Consumer DNA testing has become a widely used tool for exploring family connections and understanding personal heritage. Many individuals turn to these tests to confirm or discover relationships, including those with half-siblings. Interpreting half-sibling DNA test results requires understanding the science behind shared DNA and how testing companies present this information.
The Science of Shared DNA
Each person receives half of their DNA from their biological mother and the other half from their biological father. This genetic material, known as autosomal DNA, is organized into 22 pairs of non-sex chromosomes used in relationship testing.
Scientists use a centimorgan (cM) to measure the length of DNA segments and the amount of shared DNA. A centimorgan is not a physical distance; it represents the probability that a DNA section will pass down intact without being broken up by genetic recombination. The more centimorgans two people share, the more closely they are related.
Genetic recombination is a process where DNA segments from a pair of chromosomes are exchanged during the formation of egg and sperm cells. This random shuffling explains why siblings, even full siblings, do not inherit the exact same DNA from their parents. The amount of shared DNA, measured in centimorgans, can vary among close relatives.
Decoding Shared DNA Percentages
DNA testing companies typically provide a total centimorgan (cM) value and a percentage of shared DNA. For half-siblings, who share one biological parent, the expected range is generally 1,160 to 2,436 cM, averaging around 1,759 cM. This usually corresponds to approximately 25% of their DNA.
For comparison, full siblings, who share both biological parents, typically share significantly more DNA, ranging from 1,613 to 3,488 cM, averaging around 2,700 cM (roughly 50%). First cousins, sharing grandparents, usually share less DNA, averaging about 866 cM, with a range between 396 and 1,397 cM (around 12.5%).
The ranges for different relationships can sometimes overlap. For example, a half-sibling match with a high cM count might occasionally overlap with the lower end of a full sibling range. This overlap occurs due to the random nature of DNA inheritance, where individuals can inherit more or less DNA from their shared ancestors. Analyzing these numerical values provides a foundational step in understanding the likely relationship.

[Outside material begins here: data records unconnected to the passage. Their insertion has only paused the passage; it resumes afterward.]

Issue #56, opened 2020-12-27
collection not working with php 8.0


MartkCz:
PHP 8.0 introduces new expression named match, which is BC break for classes and functions named same as keyword "match"

https://github.com/loophp/collection/blob/master/src/Operation/Match.php

drupol:
Oh... This is unfortunate :(

I will rename it in v4, will work on it tonight.

Sorry for the inconveniences ...

drupol:
I just released the version 3.3.5 that address this issue.

Could you please check? And close the ticket if it's ok?

Also, I haven't the chance to work with PHP 8 yet, looks like you do, how it's behaving in PHP 8? Is it ok? Do you see a difference with PHP 7 ?

MartkCz:
I run php linter for all files and no syntax errors. Thank you!

drupol:
Great, thanks!

PR #86, opened 2021-05-16
Update API Documentation II

AlexandruGG:
Adding more examples and some clarifications to the API documentation.

I'm aiming to go through the whole document in this PR so I will keep it as draft until I've done so: 

* [x] Check methods down to 'h'
* [x] Check methods 'h' -> 'o'
* [x] Check methods 'p' -> 'z'

### DIFF
--- a/.github/CONTRIBUTING.md
+++ b/.github/CONTRIBUTING.md
@@ -1,8 +1,8 @@
 # CONTRIBUTING
 
-We're using [Travis CI](https://travis-ci.com) as a continuous integration system.
+We're using [GitHub Actions](https://docs.github.com/en/actions) as a continuous integration system.
  
-For details, see [`.travis.yml`](../.travis.yml). 
+For details, see the workflows in [.github/workflows](../.github/workflows). 
  
 ## Tests
 
--- a/docs/pages/api.rst
+++ b/docs/pages/api.rst
@@ -145,16 +145,15 @@ Another example
 Methods (operations)
 --------------------
 
-.. note::
-	Operations always returns a new collection object, with the exception of ``all``, ``count``, ``current``, ``key``.
-
+.. note:: Operations always returns a new collection object, with the exception of ``all``, ``count``, ``current``, ``key``.
 
 all
 ~~~
 
 Convert the collection into an array.
 
-This is a lossy operation because PHP array keys cannot be duplicated and must either be int or string.
+.. warning:: This is a lossy operation because PHP array keys cannot be duplicated and must either be int or string.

Understanding Shared DNA Segments
Beyond the total amount of shared DNA, the way DNA is shared in segments provides additional insights. A shared DNA segment is a continuous stretch of identical DNA between two individuals, indicating inheritance from a common ancestor. The number and length of these shared segments are important for confirming a relationship.
Half-siblings typically share DNA in fewer, but often longer, segments compared to full siblings. Full siblings share DNA from both parents, leading to “fully identical regions” (FIRs) where they inherited the same DNA from both parents. Half-siblings do not have significant FIRs; they primarily share “half identical regions” (HIRs), matching only on DNA inherited from their one common parent.
To be considered significant, a shared DNA segment generally needs to be above a certain centimorgan threshold, commonly around 7 cM, though some companies use 8 cM. Examining segment characteristics, such as overall length and the absence or presence of fully identical regions, offers stronger evidence for a half-sibling relationship than relying solely on total shared cM, especially in ambiguous cases.
Navigating Unexpected Results
Occasionally, DNA test results may not align with initial expectations, presenting shared DNA percentages or segments outside typical half-sibling ranges. Several factors can contribute to these ambiguous outcomes. One common reason involves unknown close relatives, such as a shared aunt, uncle, or even a full sibling previously thought to be a half-sibling.
Genetic inheritance patterns can also be a factor, as the random nature of DNA distribution can sometimes result in higher or lower shared cM values than average for a given relationship. Endogamy, where individuals come from populations with a history of intermarriage, can also cause shared DNA to appear higher due to distant ancestral origins rather than recent close relationships. While rare, testing errors are also a possibility.
When faced with unexpected results, there are practical steps to take for clarification. Contacting the DNA testing company’s support team can provide further data interpretation. Testing additional known relatives, such as a presumed parent or other siblings, can help triangulate shared DNA and narrow possibilities. In complex cases, consulting a professional genetic genealogist offers specialized expertise in analyzing DNA data and constructing family trees.